17
votes

I'm writing unit tests for my Django application. However, I don't know how to test the HTML output of a view.

Sometimes I might want to check if a specific element contains certain value, or how many of those elements are displayed, or things like that. How can I do such tests?

I would like a solution that uses unittest and django's own django.test.

I know I can use Selenium or Pyccuracy (which uses Selenium), but Selenium tests are quite slow because of the huge overhead of launching a browser. Also, unit tests work out-of-the-box with django-coverage package.

4

4 Answers

12
votes

I've always found a combination of BeautifulSoup, and assertContains and assertFormError from TestCase's available assertions to do the trick.

12
votes

These other answers are now out of date regarding assertions. The assertion assertHTMLEqual (since Django 1.4) takes care of things like ignoring whitespace, and ignoring the order of attributes.

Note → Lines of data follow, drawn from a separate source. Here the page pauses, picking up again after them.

PR #703, opened 2018-01-24
Update display of time indicator

alexrass:
Update time indicator to only show the bar on the current day instead of the full week.
This behavior is more consistent with gcal and is less confusing when looking at the calendar

screen shot 2018-01-24 at 4 08 34 pm

screen shot 2018-01-24 at 4 08 40 pm

### DIFF
--- a/examples/events.js
+++ b/examples/events.js
@@ -91,4 +91,10 @@ export default [
     start: new Date(2015, 3, 20, 19, 30, 0),
     end: new Date(2015, 3, 22, 2, 0, 0),
   },
+  {
+    id: 14,
+    title: 'Today',
+    start: new Date(new Date().setHours(new Date().getHours() - 3)),
+    end: new Date(new Date().setHours(new Date().getHours() + 3)),
+  },
 ]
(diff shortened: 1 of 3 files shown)


tobiasandersen:
I also like this behavior more! But couldn't we adjust the line that's already there rather than creating another one? To me it looks a bit off having that circle in the gutter all the time, especially if "today" is not in range and I can't see the line...

alexrass:
That works as well -- I was thinking it would be nice to know what time it is even if you aren't on the current day, but if you want something closer to what gcal does, I'm happy to update it.  Let me know what your preference is and I will update.

tobiasandersen:
Ah I see 👍  It's just that when I looked at the demo page I thought something was wrong. But that could also just be that I was expecting something else. I'd prefer what Google does, but it's up to @jquense in the end.

jquense:
I like this, i'd just remove the little circle, its superfluous for a default anyway

longsleep:
Mhm this change is problematic since now it uses javascript to compute a width. This width does not change until the component is rerendered (or every minute). This creates issues when the size of the component changes because the container in it changes width (e.g. on window resize).

longsleep:
There is also a issue for mis-alignment of the time indicator at #836 - will continue discussion there.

For example (from the docs):

from django.test import TestCase

class MyTest(TestCase):

    def test_some_html(self):
        # A passing test that doesn't raise an AssertionError.
        self.assertHTMLEqual(
            '<input type="checkbox" checked="checked" id="id_accept_terms" />',
            '<input id="id_accept_terms" type="checkbox" checked>'
        )

In practice, one of the arguments to assertHTMLEqual would be dynamically generated.

9
votes

Django's test framework is ideal for this.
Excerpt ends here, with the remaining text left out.